自殺者の多くは高齢者、無職の人々ですが、30%ぐらいは若壮年の働き盛りの人々が含まれています。原因の分析では健康問題、経済生活問題、家庭問題などが多いようですが、自殺者の多くには鬱病が介在していると言われています。
国は平成18年6月には自殺対策基本法を成立させて、メンタルヘルス対策の充実や雇用対策などを図っていますが、これも急な効果はやはり難しいものがあるようです。

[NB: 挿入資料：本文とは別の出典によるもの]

PR #94, opened 2017-04-11
Refactoring (+ space settings/presets)

skddc:
When I intended to continue hacking on the settings branch yesterday, it got a little bit out of hand and I ended up refactoring most of the `smt` service and splitting out IRC functions to its own `sockethub-irc` service in preparation for a `sockethub-xmpp` and potential other adapters. In theory the AS objects should look mostly the same in both IRC and XMPP, but this way it's much easier to hack forward fast, and then later compare which parts can be unified, without breaking either adapter while hacking on the other one.

Anyway, this doesn't introduce major changes, so maybe just scan the code and smoke-test if stuff still works. I actually found a bug which entered `master` recently, and also fixed that just now.

Edit: turns out we were still testing on node 4, and that didn't likesome new syntax outside of strict mode. So I also changed it to test node 6 and require that for devs, too.

### DIFF
--- a/app/services/sockethub-irc.js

少子高齢化社会の到来とともに、働く人の数を確保するという名分のもとに、対策は急ピッチで出されていますが、私達も国だけに任せるのではなく、自分たちの身近な問題として意識を高め、周りに気配りをし、相互に助け合う社会的支援をしっかりやっていきませんか。
産業保健Q&A
【Q1】
派遣労働者の健康診断は、派遣元・派遣先のどちらが行うのか。
【A1】
雇い入れ時及び定期健康診断(一般健康診断)については、労働者派遣法に特段の定めがなく、雇用主である派遣元事業主に実施義務がある。一方、有害な業務(労働安全衛生法施行令22条)に従事する者に対する特殊健康診断については、労働者派遣法によって派遣先事業主のみに実施義務が課せられており、派遣元事業主にはない。なお、特殊健康診断の結果については、派遣先事業主が健康診断個人票を作成する必要があり、その上で、健康診断の結果を記載した書面を作成して派遣元事業主に送付しなければならない。健康診断の結果、異常所見があると判定された場合は、一般健康診断については派遣元事業主が、特殊健康診断については派遣先事業主が、医師等の意見を聴取する必要がある。その結果、作業転換等が必要な場合は派遣元及び派遣先事業主の双方に措置義務がある。
【Q2】
安全衛生教育は、パートタイム労働者や臨時社員などの非正規社員に対しても必要か。
【A2】
労働安全衛生法では、事業主に対し、労働者を雇い入れた時及び作業内容を変更したときに、従事する業務に関する安全衛生教育を行うことを義務付けている。その対象となる労働者は、正社員だけでなく、パートタイム労働者や臨時職員も含まれ、外国人労働者や派遣労働者も含まれる。なお、教育の内容については、8項目が定められており(労働安全衛生規則35条1項)、製造業、建設業などが定められた業種(労働安全衛生法施行令2条1号・2号)以外の事務作業などでは省略できるものもある。また、「作業内容の変更」とは異なる作業に転換したとき、作業設備、作業方法等に大幅な変更があったときとされている。(昭47.9.18基発602号)。